Basic Setup
Swift is designed to provide seamless compatibility with Cocoa and Objective-C. You can use Objective-C APIs (ranging from system frameworks to your own custom code) in Swift, and you can use Swift APIs in Objective-C. This compatibility makes Swift an easy, convenient, and powerful tool to integrate into your Cocoa app development workflow.
This guide covers three important aspects of this compatibility that you can use to your advantage when developing Cocoa apps:
Interoperability lets you interface between Swift and Objective-C code, allowing you to use Swift classes in Objective-C and to take advantage of familiar Cocoa classes, patterns, and practices when writing Swift code.
Mix and match allows you to create mixed-language apps containing both Swift and Objective-C files that can communicate with each other.
Migration from existing Objective-C code to Swift is made easy with interoperability and mix and match, making it possible to replace parts of your Objective-C apps with the latest Swift features.
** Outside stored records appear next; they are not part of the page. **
PR #16402, opened 2016-08-19
Remove unnecessary ActionInterval casts

mogemimi:
This PR removes several unnecessary casts (from Sequence to ActionInterval) and changes some of the type declarations to `auto` keywords. Thanks!


minggo:
thanks

PR #16405, opened 2016-08-19
Fixed Camera::_viewProjectionUpdated state

### LINKED ISSUE #16404: Camera::_viewProjectionUpdated not initialised
cocos2d-x version: 3.12

Camera::_viewProjectionUpdated is not initialised in constructor. Should be initialised to false.
This can lead to redundant visibility checks if _viewProjectionUpdated happens to resolve true.

Furthermore as Camera::visit() is never called, _viewProjectionUpdated is never actually updated, resulting in no visibility tests when the camera transform changes.

I propose we add 
`_viewProjectionUpdated = _transformUpdated;`
to Camera::apply() as well.

Almax27:
Camera::_viewProjectionUpdated is not initialised in constructor. Should be initialised to false.
This can lead to redundant visibility checks if _viewProjectionUpdated happens to resolve true.

As Camera::visit() is never called, _viewProjectionUpdated is never actually updated, resulting in no visibility tests when the camera transform changes.

Fixes #16404

### DIFF
--- a/cocos/2d/CCCamera.cpp
+++ b/cocos/2d/CCCamera.cpp
@@ -111,6 +111,7 @@ Camera::Camera()
 , _viewProjectionDirty(true)
 , _cameraFlag(1)
 , _frustumDirty(true)
+, _viewProjectionUpdated(false)
 , _depth(-1)
 , _fbo(nullptr)
 {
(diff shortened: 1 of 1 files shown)


ricardoquesada:
[ci rebuild]

PR #16503, opened 2016-09-02
fixed #16502: SPINE color bug (temporary storage of color was wrong in SkeletonRenderer).

### LINKED ISSUE #16502: v3.13 -> SPINE color bug.
SPINE will display objects as black, when color is at all modified in the editor. Comparing color code with previous SPINE versions fixed it. Since I am not sure if this is a correct fix, I will not make a PR.

screen shot 2016-09-02 at 08 14 11

dumganhar:


minggo:
@dumganhar what's the version of the spine supported?

dumganhar:
@minggo , it's synchronized from the master branch of https://github.com/EsotericSoftware/spine-runtimes. Except that I didn't include the new feature of SkeletonBinary (https://github.com/EsotericSoftware/spine-runtimes/blob/master/spine-c/src/spine/SkeletonBinary.c
) since it was added recently and may not be stable enough.
If you think that we need to include `SkeletonBinrary`, just let me know.

dumganhar:
@minggo , this PR only contains `color` bug fix now.

dumganhar:
This patch is from https://github.com/EsotericSoftware/spine-runtimes/commit/c8b72e382f10d555187ef74e38306893972bd489

PR #16516, opened 2016-09-05
3.13.1 text color

minggo:


ricardoquesada:
@minggo looks good to me

PR #16522, opened 2016-09-05
misspelling check on cocos directory

pineoc:
Misspelling fix on some comments,
cocos/editor-support/cocostudio/CSParseBinary_generated.h
fix misspelling postion -> position


minggo:
thanks

Issue #16527, opened 2016-09-06
can't compile libcocos2dx-with-controller with "--android-studio"


mars3142:
- cocos2d-x version: 3.13
- developing environments
  - NDK version: r12b (NDK in Android SDK)

Steps to Reproduce:
1. create new project
2. edit <project>/proj.android-studio/settings.gradle and change the path to libcocos2dx-with-controller
3. call _compile compile -p android --android-studio_
   --> error: package com.android.vending.expansion.zipfile does not exist 

PS: A change to the proj.android works fine.

mars3142:
https://github.com/cocos2d/cocos2d-x/pull/16529

PR #16529, opened 2016-09-06
fixed compile error for android-studio build (with-controller)

mars3142:
fixed issue https://github.com/cocos2d/cocos2d-x/issues/16527


minggo:
thanks

PR #16530, opened 2016-09-06
Support for compiling more OpenGL ES shaders on desktop platforms also.

sachingarg05:
Support compiling OpenGL ES shaders that use lowp, mediump or highp on desktop platforms also. These symbols are not defined on desktop platforms so the code defines these symbols.

### DIFF
--- a/cocos/renderer/CCGLProgram.cpp
+++ b/cocos/renderer/CCGLProgram.cpp
@@ -461,6 +461,8 @@ bool GLProgram::compileShader(GLuint* shader, GLenum type, const GLchar* source,
         (type == GL_VERTEX_SHADER ? "precision mediump float;\n precision mediump int;\n" : "precision mediump float;\n precision mediump int;\n"),
 #elif (CC_TARGET_PLATFORM != CC_PLATFORM_WIN32 && CC_TARGET_PLATFORM != CC_PLATFORM_LINUX && CC_TARGET_PLATFORM != CC_PLATFORM_MAC)
         (type == GL_VERTEX_SHADER ? "precision highp float;\n precision highp int;\n" : "precision mediump float;\n precision mediump int;\n"),
+#else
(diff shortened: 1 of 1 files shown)


sachingarg05:
These changes build fine for me on Mac. It looks like CI build failed building for mac due to a network issue. How do I check more details about why it failed?

minggo:
@sachingarg05 how to reproduce the issue? And it just defined the symbols, but what's the value of this symbols?

minggo:
[ci rebuild]

sachingarg05:
OpenGL ES allows specifying precision for individual variables, but desktop OpenGL does not support this. 

For example:
  varying highp vec2 xy;

This code will compile on mobile platforms but fail on desktop platforms. By adding empty definitions of lowp, mediump, highp on desktop platforms we can use same shaders there. The precision identifier just gets ignored on desktops as it wouldn't mean anything there.

minggo:
It sounds reasonable, which means we can remove 

```
#ifdef GL_ES
```

in shaders. @ricardoquesada what's your opinion?

ricardoquesada:
what I like:
we stop using the `#ifdef`

what I don't like:
is that it is not obvious that `lowp` (and friends) has not effect on desktop GL.

I'm good if we add a comment on the shaders saying that `lowp...` has not effect on desktop.

minggo:
> I'm good if we add a comment on the shaders saying that lowp... has not effect on desktop.

If we should add comment for each shader, then it is not convenient compared to add `#ifdef`. So i have no idea about this PR, it seems it haven't bring much benefit.

ricardoquesada:
it is just replacing the `#ifdef` with  `// lowp... has no effect on Desktops`

sachingarg05:
OK, I will add this check for #ifdef GL_ES to my shaders.

I am closing this pull request.

PR #16532, opened 2016-09-06
getSlidBallRenderer methods to allow more customization of UISlider

sachingarg05:
getSlidBallRenderer methods to allow more customization of UISlider look and feel.

```
Sprite* getSlidBallNormalRenderer();
Sprite* getSlidBallPressedRenderer();
Sprite* getSlidBallDisabledRenderer();
Node* getSlidBallRenderer();
```

We also need jsb bindings for these but I think those are to be generated automatically by scripts, so I am not including them in the pull request. I can add them if needed.

### DIFF
--- a/cocos/ui/UISlider.h
+++ b/cocos/ui/UISlider.h
@@ -265,6 +265,11 @@ public:
      */
     float getZoomScale()const;
 
+    Sprite* getSlidBallNormalRenderer();
+    Sprite* getSlidBallPressedRenderer();
+    Sprite* getSlidBallDisabledRenderer();
+    Node* getSlidBallRenderer();
+
     ResourceData getBackFile();
     ResourceData getProgressBarFile();
     ResourceData getBallNormalFile();
--- a/cocos/ui/UISlider.h
+++ b/cocos/ui/UISlider.h
@@ -265,10 +265,10 @@ public:
      */
     float getZoomScale()const;
 
-    Sprite* getSlidBallNormalRenderer();
-    Sprite* getSlidBallPressedRenderer();
-    Sprite* getSlidBallDisabledRenderer();
-    Node* getSlidBallRenderer();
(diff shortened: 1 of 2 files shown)


sachingarg05:
I have pushed another pull request for same API changes with the HTML5 web engine. I think both these pull requests should be merged together to maintain compatibility between HTML5 and JSB APIs.

https://github.com/cocos2d/cocos2d-html5/pull/3371

sachingarg05:
For example, we need these functions to be able to change scale of the sliderball to adjust the sliderball size independent of image texture used. And to apply a color tint to sliderball based on how far the sliderball has been moved.

cocos/ui/UISlider.h
```diff
@@ -265,6 +265,11 @@ class CC_GUI_DLL Slider : public Widget
      */
     float getZoomScale()const;
 
+    Sprite* getSlidBallNormalRenderer();
+    Sprite* getSlidBallPressedRenderer();
+    Sprite* getSlidBallDisabledRenderer();
+    Node* getSlidBallRenderer();
```
minggo: I think it is better to add const like

``` c++
Sprite* getSlidBallNormalRenderer() const;
```

And why `getSlidBallRenderer ()` return `Node*`, other functions return `Sprite*`?

sachingarg05: I have updated the pull request to declare these functions as const.

The SlidBallNormalRenderer, SlidBallPressedRenderer and SlidBallDisabledRenderer are declared as Sprites but SlidBallRenderer is declared as a Node (it is only used as a parent for the other Sprites).

minggo:
it looks good to me, @zilongshanren please take a look

zilongshanren:
@minggo  yeah, it looks good.

minggo:
Thanks @sachingarg05

PR #16542, opened 2016-09-07
v3.13.1 updated winrt libcocos2d dll version to 3.13.1

stammen:
This pull request updates the dll version of the Windows 10 UWP and Windows 8.1 libcocos2d dlls to v3.13.1 as required by the Windows Store version tracking.


minggo:
thanks.

Issue #16512, opened 2016-09-03
Hexagonal map fails on TMXTiledMap::getTileAt


wduminy:
- cocos2d-x version: 3.13
- devices test on: Windows 8.1 (win32)
- developing environments
  - NDK version: n/a
  - Xcode version: n/a
  - VS version: 2015 Community
  - brower type and version: n/1

I really like the idea that _tiles are sprites :)_ -- but I could not get it to work. The problem I found can be reproduced with the code snippet below.  You may need the provided map to reproduce the problem.  It can be downloaded from drop-box: [here](https://www.dropbox.com/s/vixpjo4ulm6reez/hexamap.zip?dl=0). 

```
        auto map = TMXTiledMap::create("Map.tmx");
        auto floor = map->getLayer("Floor");
        for (auto x = 0; x < map->getMapSize().width; x++)
            for (auto y = 0; y < map->getMapSize().height; y++) {
                Vec2 p(x, y);
                auto t = floor->getTileGIDAt(p);
                cocos2d::log("tile at (%d,%d) = %d", x, y, t);
                auto sprite = floor->getTileAt(p);
            }
```

The snippet produces this output:

```
tile at (0,0) = 6
tile at (0,1) = 6
tile at (0,2) = 4
tile at (0,3) = 4
tile at (0,4) = 4
tile at (0,5) = 4
tile at (0,6) = 4
tile at (0,7) = 6
tile at (0,8) = 6
tile at (1,0) = 6
Assert failed: TMX atlas index not found. Shall not happen
Assertion failed!
```

ricardoquesada:
I working on this. And I was able to reproduce it.

ricardoquesada:
fixed.

PR #16552, opened 2016-09-08
fix: staggered hex maps returns correct tile

ricardoquesada:
order was fixed in the array that contains the GIDs.

fixes Github issue #16512


ricardoquesada:
[ci rebuild]

PR #16558, opened 2016-09-09
Remove redundant semicolons

mogemimi:
This pull request removes extra semicolons which generate empty statements.


minggo:
good finding

PR #16562, opened 2016-09-11
Remove unnecessary inline keywords

mogemimi:
This pull request removes unnecessary `inline` keywords from member functions defined inside a class definition for the following reasons:
- In C++, any function defined inside the body of a class definition becomes implicitly inline function without `inline` keyword. (For more information, please see this FAQ entry: https://isocpp.org/wiki/faq/inline-functions#inline-member-fns-more.)
- It makes no difference whether you put explicit `inline` or not. [MSDN](https://msdn.microsoft.com/en-us/library/bw1hbe6y.aspx) says: _"In the class declaration, the functions were declared without the inline keyword. The inline keyword can be specified in the class declaration; **the result is the same.**"_
- According to [LLVM Coding Standards](http://llvm.org/docs/CodingStandards.html#don-t-use-inline-when-defining-a-function-in-a-class-definition), LLVM does not recommend the use of `inline` keyword when defining a function in a class definition.

So we can get rid of some `inline` keywords. This will simplify the code for better readability and also keeps backward compatibility.

Thank you for your time and consideration.

### DIFF
--- a/cocos/2d/CCAction.h
+++ b/cocos/2d/CCAction.h
@@ -119,17 +119,17 @@ public:
      *
      * @return A certain target.
      */
-    inline Node* getTarget() const { return _target; }
+    Node* getTarget() const { return _target; }
     /** The action will modify the target properties. 
      *
      * @param target A certain target.
      */
-    inline void setTarget(Node *target) { _target = target; }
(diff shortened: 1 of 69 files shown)


minggo:
thanks

PR #16569, opened 2016-09-13
[DON'T MERGE] Initial update so that Sprites work as before (with one exception)

stevetranby:
There's an issue still when you change texture from ETC1Alpha to another texture type.

The fundamental issue I see with the PR [16118](https://github.com/cocos2d/cocos2d-x/pull/16118)  is that ETC1 is treated as a normal use case when I think that it should almost have its own SpriteETC1Alpha class derived from Sprite overriding a couple of the methods.

However, people probably would like to be able to create a sprite and then set it's texture to some texture type (e.g. ETC1Alpha) and then later change it to a different texture type and vice versa.

This PR will attempt to find the best way to support that as well as allow for setting custom shader commands. If this is not straightforward then documentation may be necessary to note that if one wants to change a Sprite from one texture type to another may be required to update the GLProgramState manually after every setTexture call.

### DIFF
--- a/cocos/2d/CCSprite.cpp
+++ b/cocos/2d/CCSprite.cpp
@@ -289,7 +289,7 @@ bool Sprite::initWithTexture(Texture2D *texture, const Rect& rect, bool rotated)
         _quad.tr.colors = Color4B::WHITE;
         
         // shader state
-        // setGLProgramState(GLProgramState::getOrCreateWithGLProgramName(GLProgram::SHADER_NAME_POSITION_TEXTURE_COLOR_NO_MVP)); 
+        setGLProgramState(GLProgramState::getOrCreateWithGLProgramName(GLProgram::SHADER_NAME_POSITION_TEXTURE_COLOR_NO_MVP));
 
         // update texture (calls updateBlendFunc)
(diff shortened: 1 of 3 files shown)


minggo:
@stevetranby yep, i think you are right. But i don't know the meaning of the tile, what's the `one exception`? Could you please describe it in detail? Thanks.

stevetranby:
@minggo yeah the one exception is that it's currently unsupported to set a Sprite's texture to ETC1+Alpha (or at create/init time) and then later set it back to a regular non-ETC1+Alpha (PNG, 8888, etc) texture.

If keeping the ETC1+Alpha stuff integrated with Sprite as it is now then I think the solution is  probably to just **reset** the shader to the default shader when setting a new regular texture where the current (old) texture is ETC1+Alpha, but not resetting it if the old texture was also a regular texture (to support custom shaders correctly).

I'll try that, test with our game(s), and finally improve the current test to confirm each type of texture change.

minggo:
@stevetranby thanks, i think this PR resolved the `one exception`, right?

stevetranby:
I'll submit a new PR only after it's fully working.

PR #3602, opened 2025-11-07
remove module watcher from subscription

Shubham8287:
# Description of Changes

Problem is visible in replication smoketests, which exit and re-lauch modules, erorring out with:
```
ERROR /app/public/crates/core/src/host/host_controller.rs:818: Failed to open database: DatabaseError: Database is already opened. Path:`/stdb/data/replicas/4`. Error:Resource temporarily unavailable (os error 11).: Database is already opened. Path:`/stdb/data/replicas/4`. Error:Resource temporarily unavailable (os error 11)
```

Commented code will be a blocker for releasing Views but we want CIs to pass.

### DIFF
--- a/crates/core/src/host/host_controller.rs
+++ b/crates/core/src/host/host_controller.rs
@@ -886,7 +886,11 @@ impl Host {
         let disk_metrics_recorder_task = tokio::spawn(metric_reporter(replica_ctx.clone())).abort_handle();
 
         let module = watch::Sender::new(module_host);
-        replica_ctx.subscriptions.init(module.subscribe());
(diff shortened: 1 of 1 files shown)


kim:
I can confirm that it fixes the issue, but it remains unclear why the receiver is not dropped.

Shubham8287:
ModuleSubscription::module_rx: OnceLock<watch::Receiver<ModuleHost>>,


Here reciever holds the recent instance of `ModuleHost` and which internally again contains the `ModuleSubscriptions`, so drop is not being called due to circular dependency.

I am fixing it for View in separate PR.

PR #3605, opened 2025-11-07
Refactor module instance code

coolreader18:
# Description of Changes

The main thing this does is implement `WasmInstance` for `V8Instance`, so we can now change all the `vm_call*: impl FnOnce()` args on `InstanceCommon` to instead just take `&mut impl WasmInstance`. (Obviously our javascript instance is not a wasm instance, but `wasmtime::module_host_actor` is desperately in need of a rebrand in general, so I just left `WasmInstance`'s as is.)
 
This vastly simplifies the callsites, and also allows @joshua-spacetime to call views from inside of `call_reducer_with_tx`, which was the main motivating factor behind this.

If the last commit is a bit much, I'm happy to split it off - I just don't get explicitly asked to refactor the rough edges of the codebase very often :3

2 - it's a refactor, but overall pretty straightforward, and Rust lets you do fearless refactoring etc etc

# Testing

n/a - internal code change

### DIFF
--- a/crates/core/src/host/v8/mod.rs
+++ b/crates/core/src/host/v8/mod.rs
@@ -619,7 +619,7 @@ struct V8Instance<'a, 'scope, 'isolate> {
 
 impl WasmInstance for V8Instance<'_, '_, '_> {
     fn extract_descriptions(&mut self) -> Result<RawModuleDef, DescribeError> {
-        extract_description(&mut self.scope, self.hooks, self.replica_ctx)
+        extract_description(self.scope, self.hooks, self.replica_ctx)
     }
 
     fn replica_ctx(&self) -> &Arc<ReplicaContext> {


crates/core/src/host/wasm_common/module_host_actor.rs
```diff
@@ -60,21 +63,27 @@ pub trait WasmInstancePre: Send + Sync + 'static {
     fn instantiate(&self, env: InstanceEnv, func_names: &FuncNames) -> Result<Self::Instance, InitializationError>;
 }
 
-#[async_trait::async_trait]
-pub trait WasmInstance: Send + Sync + 'static {
-    fn extract_descriptions(&mut self) -> Result<Vec<u8>, DescribeError>;
+// TODO: rename and move
```
joshua-spacetime:
```suggestion
// TODO: Technically this trait is also used for V8.
// We should rename and move to some place more appropriate.
```

joshua-spacetime (approved):

PR #3607, opened 2025-11-08
Implemented Some-typed literals in SQL

egormanga:
# Description of Changes

Ability to, given a table:
```rust
#[table(name=table)]
struct Table {
	option: Option<i32>,
}
```
do:
```sql
INSERT INTO table (option) VALUES (0);
```
instead of getting:
```log
Error: The literal expression `0` cannot be parsed as type `(some: I32 | none: ())`
```

* Companion pull request for #3606.

None.

### 1:
Quite literally almost a one-liner.

# Testing

- [x] Manual testing
- [ ] Unit tests

### DIFF
--- a/crates/expr/src/lib.rs
+++ b/crates/expr/src/lib.rs
@@ -241,6 +241,9 @@ pub(crate) fn parse(value: &str, ty: &AlgebraicType) -> anyhow::Result<Algebraic
             .map(AlgebraicValue::from)
             .map_err(|err| anyhow!(err))
     };
+    let to_option = || {
+        Ok(AlgebraicValue::OptionSome(parse(value, ty.as_option().unwrap()).map_err(|_| InvalidLiteral::new(value.to_string(), ty))?))
+    };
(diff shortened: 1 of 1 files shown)


cloutiertyler:
@egormanga Is this how we should implement `Option`s? How would you represent `Option<Option<u32>>` as a SQL string?

egormanga:
I don't think nested options is a realistic case. Option here is a direct translation of SQL's nullable columns, and there is no nested nullability that I know of.

cloutiertyler:
It's certainly something that is definable in SpacetimeDB, even if it's not possible in ANSI SQL. We'll need to define how it should work/translate to ANSI SQL. I think it's fine if SpacetimeDB SQL is a superset of ANSI SQL, but we'll want to make sure we're still within the spec.

egormanga:
I think there at least should be some support for the simpler case, i.e. this PR. More verbose syntax for complex nested structures can come later as an edge case.

PR #3611, opened 2025-11-10
[teams 1/5] Reset database

kim:
So far, the `--clear-database` option to `publish` has simply dropped
and then re-created the database (if it did exist).

This will no longer work when databases can have "children": because
dropping and re-creating is not atomic, children would either become
orphans, or be dropped as well.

Before you get started learning about these features, you need a basic understanding of how to set up a Swift environment in which you can access Cocoa system frameworks.
Setting Up Your Swift Environment
To start experimenting with accessing Cocoa frameworks in Swift, create a Swift-based app from one of the Xcode templates.
To create a Swift project in Xcode
Choose File > New > Project > (iOS or OS X) > Application > your template of choice.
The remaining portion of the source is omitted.